MATERIALS PROVIDED below:

Issue #3778, opened 2023-05-26
[Scala] "with" keywords highlighted as out of place when comment between them and extends


fhunstock-semron:
### What happened?

Given the following scala code,
this will highlight the `with` keywords as out of place:
```scala

class c()
    extends a()
    // some comment
    with foo with bar {

    }
```
while the following works fine:
```scala
class c()
    extends a()
    with foo with bar {

    }
```

Tested on build 4143 on the stable channel

djspiewak:
This may not actually be solvable.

End of MATERIALS PROVIDED.

**REQUIRED WORK**
Check each line of the entries, and copy the ones that contain "with".

**EXERCISE ANSWER**
[Scala] "with" keywords highlighted as out of place when comment between them and extends
this will highlight the `with` keywords as out of place:
    with foo with bar {
    with foo with bar {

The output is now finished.